“Who wants to eat?” Fred demanded fiercely. “We want to know what you’re going to do!”

“I’ve got to brush my teeth,” Peggy stated. I shot her a glance of admiration and affection. Women’s saying things like that at times like that is one of the reasons I enjoy their company. No man alive, under those circumstances, would have felt that he had to brush his teeth and said so.

Besides, it made it easier to get rid of them without being rude. Fred tried to insist that they had a right to know what the program was, and to help consider the prospects, but was finally compelled to accept Wolfe’s mandate that when a man hired an expert the only authority he kept was the right to fire. That, combined with Peggy’s longing for a toothbrush and Wolfe’s assurance that he would keep them informed, got them on their way without a ruckus.

When, after letting them out, I returned to the office, Wolfe was drumming on his desk blotter with a paperknife, scowling at it, though I had told him a hundred times that it ruined the blotter. I went and got the checkbook and replaced it in the safe, having put nothing on the stub but the date, so no harm was done.

“Twenty minutes till lunch,” I announced, swiveling my chair and sitting. “Will that be enough to hogtie the second detail?”

No reply.

I refused to be sensitive. “If you don’t mind,” I inquired pleasantly, “what is the second detail?”

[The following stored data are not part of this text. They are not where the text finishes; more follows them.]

PR #3902, opened 2023-06-05
chore: simplify workflows

gastonfournier:
## About the changes
This PR removes one workflow file and merges it into a similar workflow file, these are the differences:
image

This should help improving maintainability of the workflows


chriswk (approved):
I like the change, but I still have to ask if this really lowers cognitive load?
 Now we have to parse a more complicated workflow file, and pay attention to the step ids to know what's going on.

Still a :thumbsup:, because I do most heartily agree that we have too many workflows going on.

gastonfournier:
> I like the change, but I still have to ask if this really lowers cognitive load? Now we have to parse a more complicated workflow file, and pay attention to the step ids to know what's going on.
> 
> Still a +1, because I do most heartily agree that we have too many workflows going on.

@chriswk I was also concerned about the cognitive load when adding two conditional steps. I dig a bit further and came up with some changes using something similar to https://github.com/docker/metadata-action#major-version-zero

I believe with this, the cognitive load is more or less the same. LMKWYT

gardleopard (approved):
LGTM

Again no reply, but after a moment he dropped the paperknife, leaned back, and sighed clear down.

“That confounded gun,” he growled. “How did it get from the floor to the bust? Who moved it?”

I stared at him. “My God,” I complained, “you’re hard to satisfy. You’ve just had two clients arrested and worked like a dog, getting the gun from the bust to the floor. Now you want to get it from the floor to the bust again? What the hell!”